Extracted information START

PR #88529, opened 2021-08-31
ARMv6K Nintendo 3DS Tier 3 target added

Meziu:
Addition of the target specifications to build .elf files for Nintendo 3DS (ARMv6K, Horizon). Requires devkitARM 3DS toolkit for system libraries and arm-none-eabi-gcc linker.

### DIFF
--- a/compiler/rustc_target/src/spec/armv6k_nintendo_3ds.rs
+++ b/compiler/rustc_target/src/spec/armv6k_nintendo_3ds.rs
@@ -1,0 +1,45 @@
+use crate::spec::{LinkArgs, LinkerFlavor, PanicStrategy, RelocModel, Target, TargetOptions};
+
+/// A base target for Nintendo 3DS devices using the devkitARM toolchain.
+///
+/// Requires the devkitARM toolchain for 3DS targets on the host system.
+
+pub fn target() -> Target {
+    let mut pre_link_args = LinkArgs::new();
+    pre_link_args.insert(
+        LinkerFlavor::Gcc,
+        vec![
+            "-specs=3dsx.specs".to_string(),
+            "-g".to_string(),
+            "-march=armv6k".to_string(),
+            "-mtune=mpcore".to_string(),
+            "-mfloat-abi=hard".to_string(),
+            "-mtp=soft".to_string(),
+        ],
+    );
+
+    Target {
+        llvm_target: "arm-none-eabihf".to_string(),
+        pointer_width: 32,
+        data_layout: "e-m:e-p:32:32-Fi8-i64:64-v128:64:128-a:0:32-n32-S64".to_string(),
+        arch: "arm".to_string(),
+
+        options: TargetOptions {
+            os: "horizon".to_string(),
+            env: "newlib".to_string(),
+            vendor: "nintendo".to_string(),
+            abi: "eabihf".to_string(),
+            linker_flavor: LinkerFlavor::Gcc,
+            cpu: "mpcore".to_string(),
+            executables: true,
+            families: vec!["unix".to_string()],
+            linker: Some("arm-none-eabi-gcc".to_string()),
+            relocation_model: RelocModel::Static,
+            features: "+vfp2".to_string(),
+            pre_link_args,
+            exe_suffix: ".elf".to_string(),
+            panic_strategy: PanicStrategy::Abort,
+            ..Default::default()
+        },
+    }
+}
--- a/compiler/rustc_target/src/spec/armv6k_nintendo_3ds.rs
+++ b/compiler/rustc_target/src/spec/armv6k_nintendo_3ds.rs
@@ -10,8 +10,6 @@ pub fn target() -> Target {
         LinkerFlavor::Gcc,
         vec![
             "-specs=3dsx.specs".to_string(),
-            "-g".to_string(),
-            "-march=armv6k".to_string(),
             "-mtune=mpcore".to_string(),
             "-mfloat-abi=hard".to_string(),
             "-mtp=soft".to_string(),
@@ -19,7 +17,7 @@ pub fn target() -> Target {
     );
 
     Target {
-        llvm_target: "arm-none-eabihf".to_string(),
+        llvm_target: "armv6k-none-eabihf".to_string(),
         pointer_width: 32,
         data_layout: "e-m:e-p:32:32-Fi8-i64:64-v128:64:128-a:0:32-n32-S64".to_string(),
         arch: "arm".to_string(),
--- a/compiler/rustc_target/src/spec/mod.rs
+++ b/compiler/rustc_target/src/spec/mod.rs
@@ -941,6 +941,8 @@ supported_targets! {
 
     ("bpfeb-unknown-none", bpfeb_unknown_none),
     ("bpfel-unknown-none", bpfel_unknown_none),
+
+    ("armv6k-nintendo-3ds", armv6k_nintendo_3ds),
 }
 
 /// Warnings encountered when parsing the target `json`.
--- a/src/doc/rustc/src/platform-support.md
+++ b/src/doc/rustc/src/platform-support.md
@@ -217,6 +217,7 @@ target | std | host | notes
 `armv5te-unknown-linux-uclibceabi` | ? |  | ARMv5TE Linux with uClibc
 `armv6-unknown-freebsd` | ✓ | ✓ | ARMv6 FreeBSD
 `armv6-unknown-netbsd-eabihf` | ? |  |
+`armv6k-nintendo-3ds` | * |  | ARMv6K Nintendo 3DS, Horizon (Requires devkitARM toolchain)
 `armv7-apple-ios` | ✓ |  | ARMv7 iOS, Cortex-a8
 `armv7-unknown-freebsd` | ✓ | ✓ | ARMv7 FreeBSD
 `armv7-unknown-netbsd-eabihf` | ✓ | ✓ |


compiler/rustc_target/src/spec/armv6k_nintendo_3ds.rs
```diff
@@ -0,0 +1,45 @@
...
+/// A base target for Nintendo 3DS devices using the devkitARM toolchain.
+///
+/// Requires the devkitARM toolchain for 3DS targets on the host system.
+
+pub fn target() -> Target {
+    let mut pre_link_args = LinkArgs::new();
+    pre_link_args.insert(
+        LinkerFlavor::Gcc,
+        vec![
+            "-specs=3dsx.specs".to_string(),
```
jonas-schievink, line 12: Who provides this file? devkitARM?

Meziu: Yes, together with the linker and system libraries (the file itself includes a link script and the C Runtime objects).

nagisa:
Please copy the [list of T3 target requirements](https://doc.rust-lang.org/nightly/rustc/target-tier-policy.html#tier-3-target-policy) and confirm this target satisfies each point.

Meziu:
A proposed target or target-specific patch that substantially changes code shared with other targets (not just target-specific code) must be reviewed and approved by the appropriate team for that shared code before acceptance.

>A tier 3 target must have a designated developer or developers (the "target maintainers") on record to be CCed when issues arise regarding the target. (The mechanism to track and CC such developers may evolve over time.)

I will take responsibilty of updating the target and everything related in case of issues with it as long as I can.


>Targets must use naming consistent with any existing targets; for instance, a target for the same CPU or OS as an existing Rust target should use the same name for that CPU or OS. Targets should normally use the same names and naming conventions as used elsewhere in the broader ecosystem beyond Rust (such as in other toolchains), unless they have a very good reason to diverge. Changing the name of a target can be highly disruptive, especially once the target reaches a higher tier, so getting the name right is important even for a tier 3 target.

The target name ( `armv6k-nintendo-3ds`) reflects both CPU, vendor and model of device targeted. It is also coherent with the Rust targets' naming conventions (`CPU/instruction set` - `vendor` - `model`). The OS is inherent to the device model as it's built into the device ROM and only works on that exact set of hardware.


>Tier 3 targets may have unusual requirements to build or use, but must not create legal issues or impose onerous legal terms for the Rust project or for Rust developers or users.

What I included in the target specification is only a communication to open-source and license compatible tools, derivatives of GCC and Newlib. No closed source binary/library or other sort of project is linked in any way from this target specification.


>Neither this policy nor any decisions made regarding targets shall create any binding agreement or estoppel by any party. If any member of an approving Rust team serves as one of the maintainers of a target, or has any legal or employment requirement (explicit or implicit) that might affect their decisions regarding a target, they must recuse themselves from any approval decisions regarding the target's tier status, though they may otherwise participate in discussions.

I understand.


>Tier 3 targets should attempt to implement as much of the standard libraries as possible and appropriate (core for most targets, alloc for targets that can support dynamic memory allocation, std for targets with an operating system or equivalent layer of system-provided functionality), but may leave some code unimplemented (either unavailable or stubbed out as appropriate), whether because the target makes it impossible to implement or challenging to implement. The authors of pull requests are not obligated to avoid calling any portions of the standard library on the basis of a tier 3 target not implementing those portions.

Though `std` support isn't yet available (in any capacity), both core and alloc are supported already for this target and there isn't any "offlimit" code for other contributors to use.


>The target must provide documentation for the Rust community explaining how to build for the target, using cross-compilation if possible. If the target supports running tests (even if they do not pass), the documentation must explain how to run tests for the target, using emulation if possible or dedicated hardware if necessary.

Tests aren't possible in any capacity, but (with the cited devkitARM toolchain installed properly on the host system), cross-compilation is the same as any other `no-std` target, requiring the unstable feature `build-std` with the `core` and `alloc` crates activated.


>Tier 3 targets must not impose burden on the authors of pull requests, or other developers in the community, to maintain the target. In particular, do not post comments (automated or manual) on a PR that derail or suggest a block on the PR based on a tier 3 target. Do not send automated messages or notifications (via any medium, including via @) to a PR author or others involved with a PR regarding a tier 3 target, unless they have opted into such messages. 

I understand and, as already said, will provide support in case of issues with the target as long as I can.


>Patches adding or updating tier 3 targets must not break any existing tier 2 or tier 1 target, and must not knowingly break another tier 3 target without approval of either the compiler team or the maintainers of the other tier 3 target. 

No other code has been modified or deleted other than the specification of the new target, everything works as expected.


>If a tier 3 target stops meeting these requirements, or the target maintainers no longer have interest or time, or the target shows no signs of activity and has not built for some time, or removing the target would improve the quality of the Rust codebase, we may post a PR to remove it; any such PR will be CCed to the target maintainers (and potentially other people who have previously worked on the target), to check potential interest in improving the situation.

I understand and will try to be present in case of any decision made by the Rust maintainers regarding this target implementation.

compiler/rustc_target/src/spec/armv6k_nintendo_3ds.rs
```diff
@@ -0,0 +1,45 @@
...
+            "-g".to_string(),
+            "-march=armv6k".to_string(),
+            "-mtune=mpcore".to_string(),
```
nagisa, line 15: Do the `-g`, `-march` and `-mtune` arguments do anything here? `gcc` here does not compile any code, so intuitively unless there's some link-time codegen going on, these shouldn't be doing anything.

compiler/rustc_target/src/spec/armv6k_nintendo_3ds.rs
```diff
@@ -0,0 +1,45 @@
...
+            "-mfloat-abi=hard".to_string(),
+            "-mtp=soft".to_string(),
+        ],
+    );
+
+    Target {
+        llvm_target: "arm-none-eabihf".to_string(),
```
nagisa, line 22: `armv6k-none-eabihf`?

compiler/rustc_target/src/spec/armv6k_nintendo_3ds.rs
```diff
@@ -0,0 +1,45 @@
...
+        options: TargetOptions {
+            os: "horizon".to_string(),
+            env: "newlib".to_string(),
+            vendor: "nintendo".to_string(),
+            abi: "eabihf".to_string(),
+            linker_flavor: LinkerFlavor::Gcc,
+            cpu: "mpcore".to_string(),
+            executables: true,
+            families: vec!["unix".to_string()],
+            linker: Some("arm-none-eabi-gcc".to_string()),
```
nagisa, line 36: For cross-compilation purposes users of `rustc` are expected to provide the correct `-Clinker` flag, and this field is typically only used for specifying linkers other than `gcc` (such as `rust-lld`). That said I can't imagine this being a wrong default either, so LGTM.

nagisa:
> Though std support isn't yet available (in any capacity), both core and alloc are supported already for this target and there isn't any "offlimit" code for other contributors to use.

Is `std` planned to be supported in any way? Just curious.

---

LGTM r=me pending resolution to the comments inline.

compiler/rustc_target/src/spec/armv6k_nintendo_3ds.rs
Meziu: My objective is to make it as straightforward as possible, especially when using cargo. I think it's fine this way.

compiler/rustc_target/src/spec/armv6k_nintendo_3ds.rs
Meziu: I noticed no difference, but I changed it anyways to avoid confusion.

compiler/rustc_target/src/spec/armv6k_nintendo_3ds.rs
Meziu: I knew they were needed but didn't check them one at a time. Turns out `mtune` is the only one required of the 3 during linking. Thanks for the help.

Meziu:
> Is `std` planned to be supported in any way? Just curious.

The Nintendo 3DS has had multiple out-of-tree projects porting parts or all of the standard library. The 3DS is a system not very powerful, but with many features, and supports most of what would be the normal `std` for `unix` systems. Though the work can't be directly pushed over as `libc` requires a new dependency (a platform specific library with OS functions called `libctru`), so work on that must be finalized before any work on the standard. It's not my main objective to get the standard working (especially for the big requirement in maintenance that it would take, and I'm currently alone in this). Maybe after getting `libc` sorted out I might try to implement std support in the most thin way possible, to ensure it lasting in the future. It would be great for supporting non-platform-specific crates, but it's not a necessity.

skade:
> > Is `std` planned to be supported in any way? Just curious.
> 
> The Nintendo 3DS has had multiple out-of-tree projects porting parts or all of the standard library. The 3DS is a system not very powerful, but with many features, and supports most of what would be the normal `std` for `unix` systems. Though the work can't be directly pushed over as `libc` requires a new dependency (a platform specific library with OS functions called `libctru`), so work on that must be finalized before any work on the standard. It's not my main objective to get the standard working (especially for the big requirement in maintenance that it would take, and I'm currently alone in this). Maybe after getting `libc` sorted out I might try to implement std support in the most thin way possible, to ensure it lasting in the future. It would be great for supporting non-platform-specific crates, but it's not a necessity.

@nagisa  @Meziu Just a quick note: if anyone starts work on any bindings to library functions - some companies consider the interfaces to any of their libraries a trade secret and under NDA (even if they are standard interfaces!) and console vendors are a particular case there.

This is a grey area we definitely should not move in. Please note that even if we use one of the open SDKs, this grey area still exists, because the interpretation is up to the vendor. For SDKs, thats just an area they are deliberately in, but for the `libc` crate, there's the problem that all platforms share one space, so also the set of problems. If there's a move to add further target support to libc, as annoying as it is, please get some legal review. Just to be clear: this is not to annoy y'all, but to make sure there's no frustration and annoyance in the future.

Mark-Simulacrum:
It'd be nice to put a note to that effect into https://github.com/rust-lang/rust/tree/master/src/doc/rustc/src/platform-support for this target, I think.

I'm a little surprised to not see a doc created there with at least the listing of target maintainers - @nagisa I think it would be good to add those when we add targets, even if they start out mostly empty.

Meziu:
> > > Is `std` planned to be supported in any way? Just curious.
> > 
> > 
> > The Nintendo 3DS has had multiple out-of-tree projects porting parts or all of the standard library. The 3DS is a system not very powerful, but with many features, and supports most of what would be the normal `std` for `unix` systems. Though the work can't be directly pushed over as `libc` requires a new dependency (a platform specific library with OS functions called `libctru`), so work on that must be finalized before any work on the standard. It's not my main objective to get the standard working (especially for the big requirement in maintenance that it would take, and I'm currently alone in this). Maybe after getting `libc` sorted out I might try to implement std support in the most thin way possible, to ensure it lasting in the future. It would be great for supporting non-platform-specific crates, but it's not a necessity.
> 
> @nagisa @Meziu Just a quick note: if anyone starts work on any bindings to library functions - some companies consider the interfaces to any of their libraries a trade secret and under NDA (even if they are standard interfaces!) and console vendors are a particular case there.
> 
> This is a grey area we definitely should not move in. Please note that even if we use one of the open SDKs, this grey area still exists, because the interpretation is up to the vendor. For SDKs, thats just an area they are deliberately in, but for the `libc` crate, there's the problem that all platforms share one space, so also the set of problems. If there's a move to add further target support to libc, as annoying as it is, please get some legal review. Just to be clear: this is not to annoy y'all, but to make sure there's no frustration and annoyance in the future.

I understand exactly what you mean. I’ve never heard of any problems regarding the use of open SDKs (especially for what is now an out-of-production console) but it’s true that doesn’t exclude problems in the future, especially when dealing with the Rust project as a whole. I will think about what actions to take when implementing libc, and will consult legal advice before doing so.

Extracted information END

_Directions for this task:_
Copy every line above that holds the word "compilation".

_Exercise result:_
>The target must provide documentation for the Rust community explaining how to build for the target, using cross-compilation if possible. If the target supports running tests (even if they do not pass), the documentation must explain how to run tests for the target, using emulation if possible or dedicated hardware if necessary.
Tests aren't possible in any capacity, but (with the cited devkitARM toolchain installed properly on the host system), cross-compilation is the same as any other `no-std` target, requiring the unstable feature `build-std` with the `core` and `alloc` crates activated.
nagisa, line 36: For cross-compilation purposes users of `rustc` are expected to provide the correct `-Clinker` flag, and this field is typically only used for specifying linkers other than `gcc` (such as `rust-lld`). That said I can't imagine this being a wrong default either, so LGTM.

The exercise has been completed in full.